• [YOUR TASK] All lines in the records that carry the string "shallower" are to be shown.

• [PROVIDED DATA]
+ + +

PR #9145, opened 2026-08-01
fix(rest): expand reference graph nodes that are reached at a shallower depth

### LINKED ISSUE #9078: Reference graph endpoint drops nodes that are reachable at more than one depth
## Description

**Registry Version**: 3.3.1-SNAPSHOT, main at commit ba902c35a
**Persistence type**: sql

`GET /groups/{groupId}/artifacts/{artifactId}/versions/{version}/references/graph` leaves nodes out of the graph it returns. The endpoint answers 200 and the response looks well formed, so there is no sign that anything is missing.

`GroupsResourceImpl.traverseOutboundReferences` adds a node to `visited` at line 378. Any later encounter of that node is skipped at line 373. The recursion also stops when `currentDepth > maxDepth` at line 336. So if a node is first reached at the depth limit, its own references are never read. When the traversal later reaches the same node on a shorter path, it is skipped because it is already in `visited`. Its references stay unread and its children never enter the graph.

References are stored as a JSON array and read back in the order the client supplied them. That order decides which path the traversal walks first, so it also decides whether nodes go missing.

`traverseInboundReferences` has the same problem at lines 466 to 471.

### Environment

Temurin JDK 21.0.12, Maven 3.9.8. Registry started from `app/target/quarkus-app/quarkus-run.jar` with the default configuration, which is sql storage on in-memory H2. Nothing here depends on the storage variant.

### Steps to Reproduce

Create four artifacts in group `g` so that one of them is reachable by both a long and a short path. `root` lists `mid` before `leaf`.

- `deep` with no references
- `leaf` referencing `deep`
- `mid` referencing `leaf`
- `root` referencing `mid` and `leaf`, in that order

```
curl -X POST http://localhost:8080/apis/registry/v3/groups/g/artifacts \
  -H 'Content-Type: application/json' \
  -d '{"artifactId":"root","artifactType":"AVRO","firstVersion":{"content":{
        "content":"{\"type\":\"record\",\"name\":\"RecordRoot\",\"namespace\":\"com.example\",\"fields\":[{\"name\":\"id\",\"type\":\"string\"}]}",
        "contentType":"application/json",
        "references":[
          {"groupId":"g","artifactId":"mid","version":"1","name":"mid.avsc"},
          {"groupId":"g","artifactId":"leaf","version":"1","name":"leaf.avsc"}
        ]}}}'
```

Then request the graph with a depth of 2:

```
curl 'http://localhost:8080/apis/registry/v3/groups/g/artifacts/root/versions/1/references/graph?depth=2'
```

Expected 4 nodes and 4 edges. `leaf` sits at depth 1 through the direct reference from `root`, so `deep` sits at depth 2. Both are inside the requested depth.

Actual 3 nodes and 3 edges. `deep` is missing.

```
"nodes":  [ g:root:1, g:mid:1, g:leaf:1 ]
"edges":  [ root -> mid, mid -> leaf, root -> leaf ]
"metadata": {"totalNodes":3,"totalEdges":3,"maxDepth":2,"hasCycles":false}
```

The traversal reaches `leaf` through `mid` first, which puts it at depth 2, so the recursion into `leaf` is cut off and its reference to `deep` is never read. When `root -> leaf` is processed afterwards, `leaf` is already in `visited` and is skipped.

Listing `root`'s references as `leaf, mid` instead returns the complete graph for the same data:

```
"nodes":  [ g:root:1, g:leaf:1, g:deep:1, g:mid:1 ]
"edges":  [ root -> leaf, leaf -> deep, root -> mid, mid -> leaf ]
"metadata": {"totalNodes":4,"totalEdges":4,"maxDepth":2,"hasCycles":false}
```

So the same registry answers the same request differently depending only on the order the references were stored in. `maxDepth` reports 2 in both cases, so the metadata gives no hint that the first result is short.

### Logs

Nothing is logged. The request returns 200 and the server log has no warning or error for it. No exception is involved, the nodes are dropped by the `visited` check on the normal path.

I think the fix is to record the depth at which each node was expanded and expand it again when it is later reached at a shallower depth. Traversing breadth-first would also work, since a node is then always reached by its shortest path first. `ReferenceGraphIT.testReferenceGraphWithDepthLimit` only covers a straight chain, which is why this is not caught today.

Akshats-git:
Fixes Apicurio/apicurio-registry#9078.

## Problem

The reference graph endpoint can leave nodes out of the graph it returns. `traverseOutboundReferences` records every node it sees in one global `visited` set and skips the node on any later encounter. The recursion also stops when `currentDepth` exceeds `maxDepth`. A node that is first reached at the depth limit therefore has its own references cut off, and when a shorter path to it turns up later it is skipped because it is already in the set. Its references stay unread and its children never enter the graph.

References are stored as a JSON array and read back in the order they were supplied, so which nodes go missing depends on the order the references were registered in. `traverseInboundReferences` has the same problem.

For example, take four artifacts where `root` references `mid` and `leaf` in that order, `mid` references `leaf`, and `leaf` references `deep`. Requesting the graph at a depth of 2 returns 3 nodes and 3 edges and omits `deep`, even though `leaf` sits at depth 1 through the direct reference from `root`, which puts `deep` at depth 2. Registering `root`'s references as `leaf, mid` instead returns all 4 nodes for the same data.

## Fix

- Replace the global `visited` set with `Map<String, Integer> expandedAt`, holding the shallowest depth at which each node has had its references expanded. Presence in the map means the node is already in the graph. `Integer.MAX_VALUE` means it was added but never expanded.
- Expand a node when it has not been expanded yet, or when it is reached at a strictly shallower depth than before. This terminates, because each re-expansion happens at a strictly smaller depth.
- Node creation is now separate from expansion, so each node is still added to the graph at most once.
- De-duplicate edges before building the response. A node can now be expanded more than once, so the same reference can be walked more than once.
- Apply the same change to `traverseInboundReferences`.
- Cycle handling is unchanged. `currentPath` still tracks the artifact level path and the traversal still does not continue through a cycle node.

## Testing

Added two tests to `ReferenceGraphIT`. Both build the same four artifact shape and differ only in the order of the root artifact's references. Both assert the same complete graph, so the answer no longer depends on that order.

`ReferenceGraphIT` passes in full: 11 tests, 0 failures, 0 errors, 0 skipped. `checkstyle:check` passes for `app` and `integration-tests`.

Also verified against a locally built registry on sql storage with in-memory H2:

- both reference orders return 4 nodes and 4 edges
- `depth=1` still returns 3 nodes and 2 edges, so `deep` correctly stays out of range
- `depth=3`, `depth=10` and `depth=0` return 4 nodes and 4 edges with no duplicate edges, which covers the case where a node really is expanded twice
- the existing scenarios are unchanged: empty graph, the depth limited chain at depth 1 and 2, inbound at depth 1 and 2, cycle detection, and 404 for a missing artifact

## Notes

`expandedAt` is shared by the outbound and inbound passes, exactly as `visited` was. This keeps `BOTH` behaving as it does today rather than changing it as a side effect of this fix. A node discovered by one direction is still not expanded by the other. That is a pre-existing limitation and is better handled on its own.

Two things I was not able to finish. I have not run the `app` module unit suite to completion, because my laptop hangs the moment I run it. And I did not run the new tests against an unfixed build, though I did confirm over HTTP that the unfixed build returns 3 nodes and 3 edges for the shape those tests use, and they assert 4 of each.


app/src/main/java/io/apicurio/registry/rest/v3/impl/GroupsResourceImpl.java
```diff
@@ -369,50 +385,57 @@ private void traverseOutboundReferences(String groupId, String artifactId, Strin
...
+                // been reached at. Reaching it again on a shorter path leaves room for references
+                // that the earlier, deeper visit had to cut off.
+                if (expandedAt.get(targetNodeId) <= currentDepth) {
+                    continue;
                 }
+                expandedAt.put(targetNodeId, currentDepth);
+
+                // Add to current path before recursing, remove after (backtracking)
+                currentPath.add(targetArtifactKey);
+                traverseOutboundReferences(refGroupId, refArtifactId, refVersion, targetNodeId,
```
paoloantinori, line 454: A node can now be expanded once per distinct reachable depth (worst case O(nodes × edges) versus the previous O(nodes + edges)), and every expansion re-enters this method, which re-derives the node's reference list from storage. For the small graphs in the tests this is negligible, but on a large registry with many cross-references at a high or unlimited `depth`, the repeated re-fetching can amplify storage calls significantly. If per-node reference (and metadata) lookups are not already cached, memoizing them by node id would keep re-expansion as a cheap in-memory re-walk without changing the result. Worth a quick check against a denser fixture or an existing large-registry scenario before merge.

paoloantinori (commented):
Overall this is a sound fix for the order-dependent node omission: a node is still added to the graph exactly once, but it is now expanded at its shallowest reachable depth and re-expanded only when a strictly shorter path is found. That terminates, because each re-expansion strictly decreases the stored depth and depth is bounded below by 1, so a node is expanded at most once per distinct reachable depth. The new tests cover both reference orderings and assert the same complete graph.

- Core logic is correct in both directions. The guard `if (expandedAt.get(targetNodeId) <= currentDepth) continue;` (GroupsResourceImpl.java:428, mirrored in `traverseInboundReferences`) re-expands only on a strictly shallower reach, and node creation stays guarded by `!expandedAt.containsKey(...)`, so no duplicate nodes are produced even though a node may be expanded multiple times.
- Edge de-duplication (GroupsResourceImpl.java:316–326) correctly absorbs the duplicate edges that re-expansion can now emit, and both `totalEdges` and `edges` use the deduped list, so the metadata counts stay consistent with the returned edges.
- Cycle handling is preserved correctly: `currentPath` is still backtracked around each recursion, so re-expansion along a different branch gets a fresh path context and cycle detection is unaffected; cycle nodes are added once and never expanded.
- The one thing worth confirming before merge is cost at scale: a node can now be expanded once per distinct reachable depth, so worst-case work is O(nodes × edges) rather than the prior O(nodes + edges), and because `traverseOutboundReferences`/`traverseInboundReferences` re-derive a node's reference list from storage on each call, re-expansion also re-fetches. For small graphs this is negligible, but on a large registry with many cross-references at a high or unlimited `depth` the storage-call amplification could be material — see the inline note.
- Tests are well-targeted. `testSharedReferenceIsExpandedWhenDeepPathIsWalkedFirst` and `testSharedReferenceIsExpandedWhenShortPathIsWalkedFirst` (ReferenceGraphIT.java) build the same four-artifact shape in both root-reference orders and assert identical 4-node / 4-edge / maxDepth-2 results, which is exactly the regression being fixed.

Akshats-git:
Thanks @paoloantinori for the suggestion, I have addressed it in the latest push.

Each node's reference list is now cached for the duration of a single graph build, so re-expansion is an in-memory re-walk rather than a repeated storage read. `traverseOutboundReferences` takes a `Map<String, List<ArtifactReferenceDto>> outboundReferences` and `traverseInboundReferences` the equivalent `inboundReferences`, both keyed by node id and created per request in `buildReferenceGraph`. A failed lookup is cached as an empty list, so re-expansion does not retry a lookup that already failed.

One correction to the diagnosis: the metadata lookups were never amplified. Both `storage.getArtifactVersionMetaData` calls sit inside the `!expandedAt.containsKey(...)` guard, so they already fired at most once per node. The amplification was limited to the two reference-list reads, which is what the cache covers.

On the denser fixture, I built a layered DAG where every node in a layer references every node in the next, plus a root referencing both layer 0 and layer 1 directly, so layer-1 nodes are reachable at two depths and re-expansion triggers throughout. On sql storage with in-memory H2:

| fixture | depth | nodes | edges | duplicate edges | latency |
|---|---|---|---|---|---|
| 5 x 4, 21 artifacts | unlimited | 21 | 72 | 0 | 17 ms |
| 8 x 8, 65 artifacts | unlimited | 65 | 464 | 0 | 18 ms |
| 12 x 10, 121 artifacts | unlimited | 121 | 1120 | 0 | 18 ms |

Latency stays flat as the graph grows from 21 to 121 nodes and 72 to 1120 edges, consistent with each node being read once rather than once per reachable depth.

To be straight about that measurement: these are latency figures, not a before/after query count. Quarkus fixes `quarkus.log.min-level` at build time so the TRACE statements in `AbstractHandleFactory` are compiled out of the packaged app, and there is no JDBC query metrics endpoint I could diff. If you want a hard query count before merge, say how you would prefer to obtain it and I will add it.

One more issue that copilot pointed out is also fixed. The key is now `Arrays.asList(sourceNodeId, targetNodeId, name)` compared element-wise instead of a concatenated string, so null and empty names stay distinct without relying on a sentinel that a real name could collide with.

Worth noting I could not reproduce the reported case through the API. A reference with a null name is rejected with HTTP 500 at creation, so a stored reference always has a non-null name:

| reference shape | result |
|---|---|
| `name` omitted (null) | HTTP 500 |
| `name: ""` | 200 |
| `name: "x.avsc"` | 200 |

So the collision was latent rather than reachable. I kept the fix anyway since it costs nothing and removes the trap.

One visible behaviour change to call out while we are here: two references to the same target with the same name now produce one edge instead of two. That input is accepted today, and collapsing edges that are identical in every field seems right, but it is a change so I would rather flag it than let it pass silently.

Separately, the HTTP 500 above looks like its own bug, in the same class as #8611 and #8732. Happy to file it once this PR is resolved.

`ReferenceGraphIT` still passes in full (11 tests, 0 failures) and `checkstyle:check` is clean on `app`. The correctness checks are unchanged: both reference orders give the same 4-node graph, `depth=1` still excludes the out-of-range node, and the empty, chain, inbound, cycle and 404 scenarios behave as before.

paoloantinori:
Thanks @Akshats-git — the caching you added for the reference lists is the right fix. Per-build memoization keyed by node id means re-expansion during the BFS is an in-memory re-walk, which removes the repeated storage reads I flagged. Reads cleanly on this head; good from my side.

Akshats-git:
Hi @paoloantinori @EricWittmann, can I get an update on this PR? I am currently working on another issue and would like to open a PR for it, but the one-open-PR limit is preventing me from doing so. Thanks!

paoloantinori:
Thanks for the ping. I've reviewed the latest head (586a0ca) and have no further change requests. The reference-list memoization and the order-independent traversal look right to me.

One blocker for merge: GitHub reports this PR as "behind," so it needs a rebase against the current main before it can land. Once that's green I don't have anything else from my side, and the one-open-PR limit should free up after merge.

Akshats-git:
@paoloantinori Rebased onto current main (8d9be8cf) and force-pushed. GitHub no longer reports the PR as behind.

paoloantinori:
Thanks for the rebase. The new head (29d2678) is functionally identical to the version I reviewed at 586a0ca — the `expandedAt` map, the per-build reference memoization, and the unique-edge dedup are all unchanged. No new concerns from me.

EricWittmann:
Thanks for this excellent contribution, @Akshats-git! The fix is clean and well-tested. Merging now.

+ + +

• [REPLY]
fix(rest): expand reference graph nodes that are reached at a shallower depth
I think the fix is to record the depth at which each node was expanded and expand it again when it is later reached at a shallower depth. Traversing breadth-first would also work, since a node is then always reached by its shortest path first. `ReferenceGraphIT.testReferenceGraphWithDepthLimit` only covers a straight chain, which is why this is not caught today.
- Expand a node when it has not been expanded yet, or when it is reached at a strictly shallower depth than before. This terminates, because each re-expansion happens at a strictly smaller depth.
- Core logic is correct in both directions. The guard `if (expandedAt.get(targetNodeId) <= currentDepth) continue;` (GroupsResourceImpl.java:428, mirrored in `traverseInboundReferences`) re-expands only on a strictly shallower reach, and node creation stays guarded by `!expandedAt.containsKey(...)`, so no duplicate nodes are produced even though a node may be expanded multiple times.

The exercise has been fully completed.